Intel released the demo of the first Lakefield chip design
A few years ago, Intel engineer Wilfred Gomes and his fellow workers sat down to decide how the future should look.
The team had just finished its work on Intel’s next-generation high-performance and low-power processes, both of which is going to decrease the size of the company’s chip designs to new extremes.
The chip maker showed off the first completed designs during CES conference for what the company is giving the name of Lakefield.
It is made on the Foveros 3D design that was first highlighted last month, Lakefield is effectively a stacked processor, similar to how chipmakers can now stack memory, that lets Intel break out different PC components into separate “chiplets” that rest on top of one another to create a full system-on-a-chip.

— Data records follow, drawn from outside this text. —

Issue #122, opened 2020-09-16
.so files do not have prerequisite information


jpellegrini:
No big deal... One more thing from Debian lint:

```
W: stklos: shared-library-lacks-prerequisites usr/lib/stklos/1.50/srfi-175-impl.so
```

The warning tag means:

> _The listed shared library doesn't include information about the other libraries against which it was linked.
> More specifically, "ldd foo.so" should report such other libraries. In your case, it reports "statically linked".
> The fix is to specify the libraries. One way to do so is to add something like "-lc" to the command-line options for "ld"._

So I did include `-lc` in `lib/Makefile.am`, 

```
.c.@SH_SUFFIX@ :
	@CC@ @CFLAGS@ @STKCFLAGS@ @SH_COMP_FLAGS@ -I../src @GCINC@ \
	-c -o $*.o $*.c
	@SH_LOADER@ @SH_LOAD_FLAGS@  $*.@SH_SUFFIX@ -lc $*.o
	/bin/rm -f $*.o
```

But I'm not sure this is the right way to handle it. Should it somehow be included in `SH_LOAD_FLAGS`?
Or is hardcoding `-lc` there is OK? (If it is, I can make a PR)

jpellegrini:
PR #125 would include this.

PR #125, opened 2020-09-20
Add @CPPFLAGS@ and -lc to shared lib compiling

jpellegrini:
`@CPPFLAGS@` is important in hardening steps (Debian hardening testing tools complain -- this was an error reported by the CI tools)

The `-lc` part is to get dependency information. (This one was just a warning, not an error)

### DIFF
--- a/lib/Makefile.am
+++ b/lib/Makefile.am
@@ -190,9 +190,9 @@ SUFFIXES = .stk .ostk .scm
 	$(COMP) -o $*.ostk $*.scm
 
 .c.@SH_SUFFIX@ :
-	@CC@ @CFLAGS@ @STKCFLAGS@ @SH_COMP_FLAGS@ -I../src @GCINC@ \
+	@CC@ @CPPFLAGS@ @CFLAGS@ @STKCFLAGS@ @SH_COMP_FLAGS@ -I../src @GCINC@ \
 	-c -o $*.o $*.c
-	@SH_LOADER@ @SH_LOAD_FLAGS@  $*.@SH_SUFFIX@ $*.o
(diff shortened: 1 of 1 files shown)


jpellegrini:
This would resolve issue #122

jpellegrini:
@egallesio it seems that there may be a better way of handling this. Maybe wait a little?

egallesio:
I'll wait ....
BTW, I have changed the ways CFLAGS is used when removing automake warnings. Perhaps it has some influence on what you are doing (hope it is not the case).

jpellegrini:
As I mentioned in PR #195 , it seems that we need to also pass `-lgc`, and this fixes compiling/loading shared libs in Android.

egallesio:
> As I mentioned in PR #195 , it seems that we need to also pass -lgc, and this fixes compiling/loading shared libs in Android.

I'm trying to access my Android phone, but for some reason I cannot see it anymore. :disappointed:  !!! That's really weird since it worked until now. 
Anyway, I'm quite sure that adding it will cause problems on some systems, and since it can be statically loaded or not depending on the configure flags  (MacOs probably since it is always different from other systems).  As soon as I have access to my phone, I'll come back here. 

> But do we need to pass those explicitly? Autotools is such a huge tool, shouldn't it take care of this?

Probably, but it will not.. Autotool can do a lot of things, .... if you tell it how to do those things :wink:

egallesio:
Hi @jpellegrini ,

I close this PR, because I think it is corrected now. In fact, I add all the dynamic libraries used when compiling STklos to the `ld` line. For now, I only do that for Android.

PR #132, opened 2020-11-01
Fix SRFI-193 comment in srfi.skb

jpellegrini:


egallesio:
Ouch well seen @jpellegrini . Merged

PR #133, opened 2020-11-01
Export a procedure used by a macro in SRFI-64

jpellegrini:
Procedure %test-approximate= is used by macro test-approximate=,
but wasn't being exported


egallesio:
Merged!

PR #135, opened 2020-11-08
Fix list= in SRFI-1

jpellegrini:
I found this while preparing SRFI-134.

In `list=`, the reference implementation has a loop as this:

`(let lp2 ((pair-a list-a) (pair-b list-b))`

The STklos version had

`(let lp2 ((list-a list-a) (list-b list-b))`

but this makes the original list-b not accessible from inside the
loop, so for example

`(apply list= char-ci=? '((#\a #\b) (#\A #\B) (#\a #\B)))`

would fail when it should not.

This commit reverts to the reference implementation version of
`list=`.

### DIFF
--- a/lib/srfi-1.stk
+++ b/lib/srfi-1.stk
@@ -487,18 +487,18 @@
   (or (null? lists) ; special case
 
       (let lp1 ((list-a (car lists)) (others (cdr lists)))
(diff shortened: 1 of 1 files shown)


egallesio:
Thanks for the correction . Merged!

Issue #136, opened 2020-11-08
There are no tests for SRFI-1


jpellegrini:
The SRFI repository has no tests, but it should be easy, although boring, to port tests from some other Scheme implementation.

PR #140, opened 2020-11-11
Add tests for SRFI-1

jpellegrini:
Not complete yet. These were adapted from Larceny to Chicken,
and now to STklos.

The Guile test suite is more complete, but also longer and it uses a different test framework; it would be harder to port.

### DIFF
--- a/tests/test-srfi.stk
+++ b/tests/test-srfi.stk
@@ -30,6 +30,634 @@
 (test-section "SRFIs")
 
 ;; ----------------------------------------------------------------------
+;;  SRFI 1 ...
+;; ----------------------------------------------------------------------
+(test-subsection "SRFI 1 - List Library ...")
+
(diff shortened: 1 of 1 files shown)


jpellegrini:
The tests will fail unless PR #135 is applied.

jpellegrini:
This would fix #136

egallesio:
**Thanks a lot** @jpellegrini for this port. It is probably sufficient to have this test set and add some tests from Guile if needed.

Merged.

lassik:
https://github.com/srfi-explorations/srfi-test

jpellegrini:
> https://github.com/srfi-explorations/srfi-test

That is great @lassik !
I'll work on a converter from SRFI-64 to STklos tests, and then we'll have all those tests available!

PR #144, opened 2020-11-12
Fix u64/s64 vectors mixup

### LINKED ISSUE #141: SRFI-4: s64 vectors refuse to hold negative values

jpellegrini:
The condition for setting values was swapped in both
(signed vectores did not accept signed numbers, and
 unsigned vectors did)
Fix #141

### DIFF
--- a/src/uvector.c
+++ b/src/uvector.c
@@ -248,14 +248,14 @@ static void uvector_set(int _UNUSED(type), SCM v, long i, SCM value)
       break;
     case UVECT_S64:
       if (INTP(value) || BIGNUMP(value))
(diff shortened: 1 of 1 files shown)


egallesio:
Thanks for the fix!

PR #147, opened 2020-11-14
Add SRFI-130 - Cursor-based string library

jpellegrini:
Hello @egallesio !

The tests are huge, so I put them in a separate file.

SRFI-130 redefines some procedures from SRFI-13. I am not sure if those are supposed to  be different, but the tests fail unless I force the use of the new ones, so I did this:

```
(require "srfi-13")

(define-module SRFI-130

;;;;;;;;; code goes here

) ;; END OF DEFINE-MODULE
;;;; ======================================================================
(select-module STklos)

(define srfi-13:string-index string-index)
(define srfi-13:string-index-right string-index-right)
(define srfi-13:string-split string-split)
(define srfi-13:string-skip string-skip)
(define srfi-13:string-skip-right string-skip)

(import SRFI-130)

(define string-index (in-module SRFI-130 string-index))
(define string-index-right (in-module SRFI-130 string-index-right))
(define string-split (in-module SRFI-130 string-split))
(define string-skip (in-module SRFI-130 string-skip))
(define string-skip-right (in-module SRFI-130 string-skip-right))

(provide "srfi-130")
```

As it is very tiny in size it opens up doors for new technology for lighter laptops and longer-lasting portable devices with special form factors, including foldable phones and tablets that would require the chip to take up much less real estate.
Intel did show some working prototypes in CES.
According to Intel, Lakefield combines a new Sunny Cove core, which is based on the same microarchitecture that will power Intel’s next-generation Core chips, with four low-power Atom cores.
Intel also announced the new Ice Lake architecture during the CES press conference, which is expected to be found in the devices starting later this year, as well as 10nm silicon for the datacenter.
Ice Lake is made for powerful machines, while Lakefield will specialize in lower-power devices with unique hardware constraints.